21Drăgaica (pl. Drăgaice). C’est une sainte femme qui fixe le sort des animaux, protège les champs et règne sur les fleurs. C’est aussi le nom d’une fleur champêtre, la Sânzianâ (plur. Sânzâiene), fêtée le 24 juin, jour où le soleil danse dans le ciel. On dit que c’est l’anniversaire de la Vierge ou de saint Jean-Baptiste, et on le célèbre différemment selon les régions. En Transylvanie, les enfants et les vieilles, la plupart du temps, cueillent ces fleurs, en font des couronnes destinées aux membres de la famille, et on les lance sur le toit. Si l’une y reste, c’est un bon présage pour la personne à qui elle était destinée ; si elle retombe, cela signifie malheur ou trépas.

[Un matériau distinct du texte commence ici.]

PR #1146, opened 2024-07-31
Implement Agilent E5062A

AlecVercruysse:
Hi,

I implemented basic functionality for the Agilent E5062A Vector Network Analyzer.

I used a mix of the Agilent 8722ES and HP8753E implementations for naming conventions for the more common knobs on the VNA.

I tested all functionality while connected to the device (with a `*with_device.py` test), but running the test generator did not seem to work for me. When changing channel properties, the output `pytest.mark.parameterize` list had objects like `<pymeasure.instruments.agilent.agilentE5062A.AgilentE5062A.VNAChannel object at 0x13bc08c10>` in the list, and all tests wrapped a `test_channels_getter` function that just checked `inst.channels == value`. Let me know if the device-based test cases are sufficient or if I should look further into the generator. 

Thank you for the review!

### DIFF
--- a/pymeasure/instruments/agilent/agilentE5062A.py
+++ b/pymeasure/instruments/agilent/agilentE5062A.py
@@ -72,30 +72,28 @@ class VNAChannel(Channel):
         tr_id = len(self.traces) + 1 if override_id is None else override_id
         self.add_child(VNATrace, tr_id, 'traces', 'tr_')
 
-    def _update_trace_count(self, active_traces=None):
+    def _update_trace_count(self, active_traces):
         """Internal method that updates the trace list based on the number
         of active traces.
         """
-        if active_traces is None:
-            active_traces = self.active_traces
         while len(self.traces) > active_traces:
             self.remove_child(self.traces[max(self.traces.keys())])
         while len(self.traces) < active_traces:
             self._add_trace()
 
-    def _update_power_values(self):
+    def _update_power_values(self, attenuation):
         """Internal method that updates the valid range of stimulus power
         based on the configured attenuation"""
         self.power_values = (
-            -self.attenuation - 5,
-            -self.attenuation + 10)
+            -attenuation - 5,
+            -attenuation + 10)
 
     def __init__(self, *args, **kwargs):
         super().__init__(*args, **kwargs)
         # self.traces = []
-        self._add_trace(override_id=1)   # add just a single trace to init it all
-        self._update_trace_count()       # add remaining traces if necessary
-        self._update_power_values()      # update dynamic limits of power
+        self._add_trace(override_id=1)                # add just a single trace to init it all
+        self._update_trace_count(self.active_traces)  # add remaining traces if necessary
+        self._update_power_values(self.attenuation)   # update dynamic limits of power
 
     start_frequency = Channel.control(
         "SENSe{ch}:FREQuency:STARt?", "SENSe{ch}:FREQuency:STARt %g",
@@ -200,7 +198,7 @@ class VNAChannel(Channel):
         value = int(float(value))
         value = strict_range(value, [1, 4])
         self.write("CALC{ch}:PARameter:COUNt %d" % value)
-        self._update_trace_count()
+        self._update_trace_count(value)
 
     power = Channel.control(
         "SOURce{ch}:POWer?", "SOURce{ch}:POWer %g",
@@ -227,7 +225,7 @@ class VNAChannel(Channel):
         value = int(float(value))
         value = strict_discrete_set(value, [0, 10, 20, 30, 40])
         self.write("SOURce{ch}:POWer:ATTenuation %d" % value)
-        self._update_power_values()
+        self._update_power_values(value)
 
     display_layout = Channel.control(
         "DISPlay:WINDow{ch}:SPLit?", "DISPlay:WINDow{ch}:SPLit %s",
@@ -325,15 +323,8 @@ class VNAChannel(Channel):
         """
         header = self.read_bytes(8)  # 2 start bytes + 6 <nbytes> bytes
         if not header[0:2].decode('ascii') == '#6':
-            fmt = self.ask("FORM:DATA?").strip()
-            if not (fmt == "REAL"):
-                raise ValueError(
-                    'Unrecognized header. Data transfer format is incorrect!' +
-                    f'is {fmt}, should be REAL')
-            else:
-                raise ValueError(
-                    'Unrecognized header, even though the configured ' +
-                    'data transfer format is correct.')
+            raise ValueError('''Unrecognized header. Ensure the data transfer
+            format (FORM:DATA?) is set to "REAL"''')
         nbytes = int(header[2:].decode('ascii'))
         binary_data = self.read_bytes(nbytes)
         terminator = self.read_bytes(1)
--- a/pymeasure/instruments/agilent/agilentE5062A.py
+++ b/pymeasure/instruments/agilent/agilentE5062A.py
@@ -289,8 +289,9 @@ class AgilentE5062A(SCPIMixin, Instrument):
             """Control the data format of the *active trace* of the channel
             (str). Default is MLOGarithmic. From the programmer's manual:
 
+            +--------------+-----------------------------------------------+
             | Setting      | Description                                   |
-            |--------------+-----------------------------------------------|
+            +--------------+-----------------------------------------------+
             | MLOGarithmic | Specifies the logarithmic magnitude format.   |
             | PHASe        | Specifies the phase format.                   |
             | GDELay       | Specifies the group delay format.             |
@@ -308,6 +309,8 @@ class AgilentE5062A(SCPIMixin, Instrument):
             | IMAGinary    | Specifies the imaginary format.               |
             | UPHase       | Specifies the expanded phase format.          |
             | PPHase       | Specifies the positive phase format.          |
+            +--------------+-----------------------------------------------+
+
             """,
             validator=strict_discrete_set,
             values=TRACE_FORMAT
--- a/pymeasure/instruments/agilent/agilentE5062A.py
+++ b/pymeasure/instruments/agilent/agilentE5062A.py
@@ -262,7 +262,7 @@ class VNAChannel(Channel):
     )
 
     TRACE_FORMAT = [
-        'MLOGarithmic'
+        'MLOGarithmic',
         'PHASe',
         'GDELay',
         'SLINear',
--- a/pymeasure/instruments/agilent/agilentE5062A.py
+++ b/pymeasure/instruments/agilent/agilentE5062A.py
@@ -139,12 +139,21 @@ class VNAChannel(Channel):
 
     sweep_type = Channel.control(
         "SENSe{ch}:SWEep:TYPE?", "SENSe{ch}:SWEep:TYPE %s",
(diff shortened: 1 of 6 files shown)


BenediktBurger:
Please add protocol tests, either manually or with the test generator.
What do you mean with "changed channel properties"?
Where all tests broken or just a few?

pymeasure/instruments/agilent/agilentE5062A.py
```diff
@@ -0,0 +1,540 @@
...
+    more significant missing functionality includes (TODO):
+
+    - editing the scale of the graphs
+    - markers
+    - calibration
+    - power sweeps
+
+    """
+
+    class VNAChannel(Channel):
```
BenediktBurger, line 75: Interesting solution to make the Channel an attribute of the instrument class.
Does it show in the api documentation? (you can in the docs folder and execute `make html` to create the documentation locally, which will be in the folder `builds`)

AlecVercruysse: The classes were showing up in the documentation, but they were missing the nice blue header, so I moved them outside. It seems that the docstring tests also did not check the methods of those classes while they were defined as attributes

AlecVercruysse:
I ended up manually implementing the protocol tests, but didn't look further into the issue. I attached (now outdated since the class definitions were moved) generator I had tried to use, and its output, if you're interested.
[generator_out.py.txt](https://github.com/user-attachments/files/16459671/generator_out.py.txt)
[temp_generator.py.txt](https://github.com/user-attachments/files/16459673/temp_generator.py.txt)

By changing channel properties, I meant something like  `instr.channels[1].active_traces = 3`, calling the setter of a property of the channel class.

pymeasure/instruments/agilent/agilentE5062A.py
BenediktBurger: Ah yes, the tests only find top level classes.

BenediktBurger:
> By changing channel properties, I meant something like instr.channels[1].active_traces = 3, calling the setter of a property of the channel class.

Ah, I guess I know, what the problem is: You access the list of channels (`channels`), which confuses the generator.
If you use the channel attributes (`ch_1`, `ch_2`, etc.) it should work as expected.

Would you mind to test it with `ch_1`, for example?
Then we can open an issue looking for a solution.

AlecVercruysse:
Apologies for the delay. The generator works great when I make that change (i.e., iterating through `channels = [inst.ch_1, inst.ch_2, inst.ch_3, inst.ch_4]`).

Do you prefer the protocol test to be auto-generated? The readability is much worse. For example, the class requires some communication upon initialization to set some default communication parameters and ask about what traces are currently activated (to dynamically add traces to the class). This is duplicated for every test case and results in a test file with thousands of lines of code:
```
def test_init():
    with expected_protocol(
            AgilentE5062A,
            [(b'CALC1:PARameter:COUNt?', b'+4\n'),
             (b'SOURce1:POWer:ATTenuation?', b'+0\n'),
             (b'CALC2:PARameter:COUNt?', b'+1\n'),
             (b'SOURce2:POWer:ATTenuation?', b'+0\n'),
             (b'CALC3:PARameter:COUNt?', b'+1\n'),
             (b'SOURce3:POWer:ATTenuation?', b'+0\n'),
             (b'CALC4:PARameter:COUNt?', b'+1\n'),
             (b'SOURce4:POWer:ATTenuation?', b'+0\n'),
             (b'FORMat:DATA REAL', None),
             (b'FORMat:BORDer SWAPped', None)],
    ):
        pass  # Verify the expected communication.
```
This is handled without code duplication in the hand-made protocol tests.


I'm also converting this PR to draft since I will change how strings are used to set properties. Right now if you set e.g. `inst.ch_x.trace_format = "MLOGarithmic"`, the getter returns just `"MLOG"`, which isn't how a property should work. If it makes sense, I'll change the setter to only accept the shortened string.

BenediktBurger:
> Do you prefer the protocol test to be auto-generated?

It does not matter how the tests are written. The Test Generator is meant as a tool to ease writing tests (especially with more complicated communication like binary one).
You can replace the default communication by a variable containing that communication, for example.

> Right now if you set e.g. inst.ch_x.trace_format = "MLOGarithmic", the getter returns just "MLOG", which isn't how a property should work. If it makes sense, I'll change the setter to only accept the shortened string.

You may use only the shortened versions or you might even consider using enums (be aware, that StrEnum is a recent python addition, but you might create it yourself with `class StrEnum(str, Enum)`).

Sionwage:
Hello, I just created [PR #1154](https://github.com/pymeasure/pymeasure/pull/1154) with some code that is probably similar to yours for the Keysight E5071C.

My code isn't complete and I have a ways to go on the unit testing but hopefully I will finish it soon.

We might be able to merge the best of both since the command structure is likely very close and utilize the `SERVice` class of SCPI commands with the `*OPT?` values to assign the specific model limits when initializing the instrument.

AlecVercruysse:
@BenediktBurger I finally ran tests on my (minor) changes and I think this PR is ready for review. I stuck with hand-written tests for readability and using the shortened strings rather than enums for simplicity.

Hi @Sionwage, It's a shame we seem to have duplicated some effort. This PR implements only E5062A with the S-param test option and extended power range, and the validation reflects that. For example, this instrument does not have the option for an 8-trace or channel display, like it seems you implement. Do you have a list of all the variations? I can't find any documentation about 8 channels in the Fifth Edition of the Agilent E5061A/E5062A ENA Series Programmer's Guide. 

Maybe it's useful if you take a look at this PR so we can agree on a public API such that future contributions of variations of this instrument don't require breaking changes to the existing API?

pymeasure/instruments/agilent/agilentE5062A.py
```diff
@@ -45,6 +45,362 @@
...
+            self._add_trace()
+
+    def _update_power_values(self, attenuation):
+        """Internal method that updates the valid range of stimulus power
+        based on the configured attenuation"""
+        self.power_values = (
+            -attenuation - 5,
+            -attenuation + 10)
+
+    def __init__(self, *args, **kwargs):
```
BenediktBurger, line 91: It's good to have the init at the top of the class, to see the configuration of the class easily.

pymeasure/instruments/agilent/agilentE5062A.py
```diff
@@ -45,6 +45,362 @@
...
+        super().__init__(*args, **kwargs)
+        # self.traces = []
+        self._add_trace(override_id=1)                # add just a single trace to init it all
+        self._update_trace_count(self.active_traces)  # add remaining traces if necessary
+        self._update_power_values(self.attenuation)   # update dynamic limits of power
+
+    start_frequency = Channel.control(
+        "SENSe{ch}:FREQuency:STARt?", "SENSe{ch}:FREQuency:STARt %g",
+        """Control the start frequency in Hz (float).""",
+        cast=lambda x: int(float(x)),
```
BenediktBurger, line 101: I guess, that the response contains something like `1E5`? Or why do you use `int(float(x))` instead of  `cast=int`?

pymeasure/instruments/agilent/agilentE5062A.py
```diff
@@ -45,6 +45,362 @@
...
+        validator=strict_range,
+        values=[3e5, 3e9]
+    )
+
+    stop_frequency = Channel.control(
+        "SENSe{ch}:FREQuency:STOP?", "SENSe{ch}:FREQuency:STOP %g",
+        """Control the stop frequency in Hz (float).""",
+        cast=lambda x: int(float(x)),
```
BenediktBurger, line 109: You state, that it is an float, but you return an integer?
I guess these are integers, but you might use a python float `1e5`, for example?

pymeasure/instruments/agilent/agilentE5062A.py
```diff
@@ -45,6 +45,362 @@
...
+        validator=strict_range,
+        values=[3e5, 3e9]
+    )
+
+    scan_points = Channel.control(
+        "SENSe{ch}:SWEep:POINts?", "SENSe{ch}:SWEep:POINts %g",
+        """Control the number of points used in a sweep (int). Valid range 2 - 1601.""",
+        cast=lambda x: int(float(x)),
+        validator=strict_range,
+        values=[2, 1601]
```
BenediktBurger, line 119: If you'd like to enforce, that they are integers, you could use `strict_set` and `range(2, 1602)`.

pymeasure/instruments/agilent/agilentE5062A.py
```diff
@@ -45,6 +45,362 @@
...
+        varies on config and the set value is truncated. Note that
+        ``sweep_time_auto`` needs to be ``False`` for changes to this
+        property to have an effect."""
+    )
+
+    sweep_time_auto = Channel.control(
+        "SENSe{ch}:SWEep:TIME:AUTO?", "SENSe{ch}:SWEep:TIME:AUTO %d",
+        """Control whether to automatically set the sweep time (bool). You
+        probably want this on to always keep the sweep time to a minimum (given
+        the range, IF BW, and sweep delay time).""",
```
BenediktBurger, line 134: For boolean properties names like `sweep_time_auto_enabled` are best, as they indicate directly, what True/False mean.

BenediktBurger (approved):
Thanks for the contribution.

A few comments.

If you, @Sionwage , could have a look regarding API, I'd really appreciate it.

pymeasure/instruments/agilent/agilentE5062A.py
AlecVercruysse: `strict_set` doesn't appear for me as an option [doc](https://pymeasure.readthedocs.io/en/latest/api/instruments/validators.html), so I tried `validator=functools.partial(strict_discrete_range, step=1)` instead

pymeasure/instruments/agilent/agilentE5062A.py
AlecVercruysse: Realizing that it's fine to leave this completely as a float.

pymeasure/instruments/agilent/agilentE5062A.py
AlecVercruysse: int appears to work fine

AlecVercruysse:
Thank you for the review! I've implemented your suggestions. I'm not sure if It's right that I resolve the conversations or if it's something you are supposed to do.

BenediktBurger:
The code looks good.

@Sionwage  does not respond.

What do you want to do: merge now and maybe create a unified version with Sionwage later on, or wait?

Sionwage:
Don't wait on my code as I can only work on it during lulls between projects. I still have issues I need to figure out for my use on how to activate additional windows layouts, channels, traces, and markers automatically with the various classes to avoid having to manually configure these instrument channels and ensure the commands go through.

I would say you should merge this and a unification will have to occur later. I think it would be best to maybe expand the documentation on expected vocabulary for controlling network analyzers, signal analyzers, power meters, etc to unify towards instruments that can be substituted without changing the commands.

In the past, I would have multiple types of each instrument but a factory environment wouldn't allow for using the same instrument each time so having interoperability would be nice for anyone dealing with the same.

BenediktBurger:
@AlecVercruysse , please tell me when you are ready, such that I merge this PR.

AlecVercruysse:
@BenediktBurger I think this is good to go, thanks!

PR #1154, opened 2024-08-19
Add Keysight E5071C VNA to the PyMeasure Builtin Instruments

Sionwage:
Working towards incorporating the Keysight E5071C VNA into PyMeasure's builtin instruments. These commands should be compatible with other Keysight VNA's such as the E5060, E5061, E5070, E5071, and the various revisions of each.

This PR is not complete yet and needs more work to finish in a few areas. Creating the PR to get ready for later integration.


BenediktBurger:
Hey @Sionwage , thanks for the pull request.

It is a large change (almost 2000 lines) and you think about including base classes for other VNAs etc.

If you find any logical separation for several pull requests, that would be great (e.g. the base class), as it reduces review effort.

Dans les régions orientales, la coutume voulait que les fillettes des villages voisins se rassemblent et élisent Drãgaica la plus belle d’entre elles, qui recevait alors une couronne d’épis de blé, des foulards de couleur et les clés des greniers. On formait un cortège mené par Drăgaica, qui parcourait d'abord les champs puis les villages. Les filles dansaient en marchant, et une danse avait aussi lieu dans chaque localité.
En Roumanie méridionale, les filles formaient des groupes de deux, quatre, six ou neuf. Vêtues de blanc, parées de Sânzâiene, parfois déguisées en hommes, elles portaient un drapeau surmonté d’ail (Calouchari*) et des faux. Leurs chants et leurs danses cruciformes protégeaient la récolte et écartaient les maladies des hommes et des bêtes, On les remerciait avec de l'argent, des fruits ou du miel. On suppose que les Drãgaice représentent les prêtresses de Cérès et de Diane. Selon un rite jusqu’ici mal expliqué, deux groupes de filles se battent jusqu’au sang lorsqu’ils se rencontrent.
22Dragobete. Ce serait le fils de Baba Dokia*. Il est fêté le 24 février, jour qui passe pour marquer l’entrée du printemps. Ce jour-là, les oiseaux s’accouplent, on se fiance, et garçons et filles prononcent le serment de fraternité. On dit que ce jour protège de la fièvre qui s’accompagne de frissons et des maladies.
23Dragoş. Selon les chroniqueurs roumains, c’est le prince de Maramureş. Avec sa suite, il chassa un aurochs*, le tua au bord d’un fleuve et le mangea. L’endroit leur plut tant qu’ils décidèrent d’y rester ; ils firent venir femmes et enfants et fondèrent un nouveau pays dont Dragoş fut élu prince. En souvenir de l’animal chassé, il prit pour armoiries une tête d'aurochs, puis nomma le pays Moldavie, de Molda, le nom de sa chienne. Ce récit est l’écho d’un rite de fondation dans lequel le choix de l'installation est déterminé par un animal conducteur.